Anyhow, I think these are really sexy. I found them at
But if flowers are really gonna kill the mood, how's this:
Beading How-To/Starter Set
Can flowers be involved in this one? Is beading complicated? What is beading? Can I get you a 'starter set' without a how-to? Will you know how to start without the how-to, if you just have the starter? What comes after the starter set? Will you be able to bead what you need to bead? Will I get you started but not teach you to fish? Are you going to bead things? Like flowers? What's going on? Whatever happened to Fimo? Fimmooooooo
This is problematic on a few levels. The first is that I know my mother is sitting there at home with the AppleWorks program that came with her Mac (WHY DOESN'T MAC COME WITH A GODDAMN REAL WORD PROCESSING PROGRAM? THIS IS HIGHWAY ROBBERY AND IT NEEDS TO STOP) and she's annoyed that it's ancient and not compatible with other computers made after 1996. However, attempting to solve this problem with MacWord is a bit troubling. I think she means Microsoft Office for Mac. It's okay, Natalie thought The O.C was a channel.

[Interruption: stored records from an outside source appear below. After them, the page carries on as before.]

Issue #1002, opened 2023-11-27
ZubHub Staging and Testing


NdibeRaymond:
## Requirements

- [x] Test a PR submitted by a contributor before merging and running on production

* Ability to test individual PRs where we can just completely run the whole ZubHub stack on a single PR/branch and get a URL to do manual testing
* Ability to see if migrations will go smoothly and any changes to backend will not affect API behavior

- [ ] Staging Instance
* Ability to have a publicly accessible (or via VPC for zubhub admins) staging instance on which we can do final testing for a “few days” before doing a final production release. 
* This staging instance can have multiple features/PRs already merged and staged together. Individual contributions will be “stacked” on this branch before release
* Testing/staging deployment should be available via Github Actions ideally

PR #1017, opened 2023-12-12
Create new github action to handle auto creation and destruction of test VMs

NdibeRaymond:
see #1002


NdibeRaymond:
hello @yokwejuste I deleted your suggestions on the previous patch (closed now) because that wasn't the focus of the PR. However, there are a number of actions that your suggestion will be beneficial to (including this one after we are certain it works as expected) so I think you should create an issue for `improving the readability of our github actions`. When you do, assign that me. I'd prefer to be the one making changes to those actions

yokwejuste:
> hello @yokwejuste I deleted your suggestions on the previous patch (closed now) because that wasn't the focus of the PR. However, there are a number of actions that your suggestion will be beneficial to (including this one after we are certain it works as expected) so I think you should create an issue for `improving the readability of our github actions`. When you do, assign that me. I'd prefer to be the one making changes to those actions

Definitely!

PR #1032, opened 2023-12-14
fix: fixes the slash issue

### LINKED ISSUE #1031: fix slash issues on fetch

yokwejuste:
Closes #1031 

image


tuxology (changes requested):
Remove IDE config

PR #1082, opened 2024-01-07
feat: add tags to creator registration

### LINKED ISSUE #1081: new auth flow implementation from new design
From the new auth flow provided on the design we should implement some changes on the backend to match all this data.
image
image
image

yokwejuste:
## Summary

Description of PR here...
Closes #1081

Add tags in the request body to the creator's tags.

image

### DIFF
--- a/zubhub_backend/zubhub/creators/serializers.py
+++ b/zubhub_backend/zubhub/creators/serializers.py
@@ -199,8 +199,7 @@ class CustomRegisterSerializer(RegisterSerializer):
     bio = serializers.CharField(allow_blank=True, default="", max_length=255)
     subscribe = serializers.BooleanField(default=False)
     creator_tags = serializers.SlugRelatedField(slug_field='name',
-                                                queryset=CreatorTag.objects.all(),
-                                                many=True)
+                                                queryset=CreatorTag.objects.all())
 
     def validate_username(self, username):
         # Check if the value is a valid email
@@ -249,6 +248,14 @@ class CustomRegisterSerializer(RegisterSerializer):
             raise serializers.ValidationError(_("Location is required"))
         return location
 
+    def validate_creator_tags(self, creator_tags):
+        if (len(creator_tags) < 1):
+            raise serializers.ValidationError(_("Creator tags are required"))
+        for tag in creator_tags:
+            if not CreatorTag.objects.filter(name=tag).exists():
+                raise serializers.ValidationError(_("Invalid creator tag: {}".format(tag)))
+        return creator_tags
+
     def get_cleaned_data(self):
         data_dict = super().get_cleaned_data()
         data_dict['phone'] = self.validated_data.get('phone', '')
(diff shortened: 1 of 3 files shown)


zubhub_backend/zubhub/creators/serializers.py
```diff
@@ -259,6 +261,7 @@ def get_cleaned_data(self):
 
     def save(self, request):
         creator = super().save(request)
+        creator.tags.set(self.validated_data.get('creator_tags', []))
```
NdibeRaymond: this shouldn't be done here @yokwejuste. You should take a second look at my little pointers I commented on the issue itself.

NdibeRaymond: * First the tag here should be a string and not an array of strings (I am not sure we expect more than one tag on the frontend during registration do we?)
* getting tag should be done in `get_cleaned_data` function above and set in the adapter.
* Also remember we need custom validation for the submitted tag. We can't trust the tags submitted through the api since anything can be submitted. We need to validate it both on the frontend and on the backend.
One way to validate it is to check that the submitted tag string matches the name of one of the tags we have on the backend.

zubhub_backend/zubhub/creators/serializers.py
```diff
@@ -199,6 +198,9 @@ class CustomRegisterSerializer(RegisterSerializer):
                                             queryset=Location.objects.all())
     bio = serializers.CharField(allow_blank=True, default="", max_length=255)
     subscribe = serializers.BooleanField(default=False)
+    creator_tags = serializers.SlugRelatedField(slug_field='name',
+                                                queryset=CreatorTag.objects.all(),
+                                                many=True)
```
NdibeRaymond: we'd need to adjust this because we expect just a single tag string (again if you think there is a reason we need to expect an array please I'd like to hear)

zubhub_backend/zubhub/creators/views.py
```diff
@@ -188,6 +188,7 @@ class RegisterCreatorAPIView(RegisterView):
             "location": "string",\n
             "bio": "",\n
             "subscribe": false\n
+            "creator_tags": ["tag1", "tag2", ...]\n
```
NdibeRaymond: yeaa this is good. If we attend to the other reviews above then we'd need to modify this too

NdibeRaymond (changes requested):

zubhub_backend/zubhub/creators/serializers.py
yokwejuste: moved to a string, the Array was in case we wanted to create a user with several roles, but it is okay we can do that from the Django admin panel

zubhub_backend/zubhub/creators/serializers.py
yokwejuste: copied, all implemented

NdibeRaymond (approved):

PR #1087, opened 2024-01-19
(feat): Improve search for non-logged-in users

### LINKED ISSUE #802: Search is broken for non-logged in users

brrkrmn:
## Summary

This PR addresses the intended flow explained [here](https://github.com/unstructuredstudio/zubhub/issues/802#issuecomment-1783577585). Now, logged-out users can search for projects and creators 

Closes #802

## Changes
Although this PR is to make changes for non-logged-in users, I kept some of the changes that also affect logged-in user's experience but can remove them upon your comments. 

**For non-logged-in users:**
- Search dropdown is disabled
- If the query matches with multiple results, they only see 3 of them at most
- they see a login form when they make search with or without results
- If there are no results, 3 staff pick projects are shown instead (only for project search)

**For logged-in users:**
- They also see the staff pick projects when their project search yields no results
- When they make a creator search with no results, they see the same page with  non-logged-in users except for the login form

## To Do

- [ ] Make the results' paths directly accessible by non-loggers but limit the other projects/creators

## Screenshots

Please see how results look for different combinations [here](https://www.figma.com/file/U27BHBSAA8d91ePGYLVQrM/Search?type=design&node-id=0%3A1&mode=design&t=LkPxArBtJTdci83m-1)

Here is a quick demonstration of how search looks like for an unauthenticated user:

https://github.com/unstructuredstudio/zubhub/assets/92817363/b752b529-ce30-43d1-ad26-f114abca8c72

## Further Improvement

There are some things to be improved for the overall search feature, which can be a part of another PR. Some of them are:
- Currently, tag search is not possible
- Styles should be made more unified since there are a lot of inconsistencies
- Searching for projects or creators is not possible unless the user types a whole word (e.g. searching for '' does not work)


brrkrmn:
### Update: results not overflowing 1 row for non-logged-in users

zubhub_frontend/zubhub/public/locales/en/translation.json
NdibeRaymond, line 1: for the Sanskrit translation, I have a pro-tip:
Since we already have the english sentence,  we can copy it, search "translate english to sanskrit" on google, paste the english sentence in the translation form and get the sanskrit from the other

NdibeRaymond:
code looks ok but still need to test the UI with user data

NdibeRaymond:
had to refactor a lot of things here (some of which are not directly related to this patch but still hurts my eyes). It's good to go now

That means a like, gift card to a gas station. Where you put gas in your car. Nothing says "I love you" like 10 bucks at Texaco.
Movie Theater Certificates
OK. Fair 'nuff.
Sharper Image Digital Dashboard Compass & Weather Station-CE352
HOLY CRAP. Gas Card, Flashlight, SHEETS...and now you're busting out with not only a brand name and a specific store, but an ITEM NUMBER?! I haven't even begun to imagine what on earth this gadget is, though it is from Sharper Image and thus I imagine it massages something or perhaps plays jazz in the shower, but I am absolutely getting one for myself, it sounds very useful, how specific, how dynamic, I mean, wow, really, wow.
Another Copy of that Great CD Marie gave me last year that I've lost.
Aw, Mom! I love making CDs for my Mom, because she granted me many musical gifts as a child, including but not limited to: David Bowie, The Beatles, Carole King, The Indigo Girls, The Who and Raffi. So I can give her Nellie McKay and Martha Wainwright, or something. A woman can only listen to so much Dixie Chicks.
Okay, since My Other Mother and My Mother have only been married for 2.5 years I don't know if I have earned the right to make fun of her yet, but if I had, I would absolutely point out that it is amazing, and in another context would have struck me as clearly a tongue-in-cheek request, that she has requested a:
and "other cool toys/tools." If you don't know why this is funny, I'd suggest you treat yourself to a little lesbian humor. It doesn't mean you're a lesbian, it just means that you think it's funny when lesbians make fun of other lesbians. Like, about tools. And stuff.
The "for both of us" list includes only three items:
gas grill, snowblower, canoe.
Wait one more thing ... tool/toy? Sheets? Flashlight? Just putting it out there.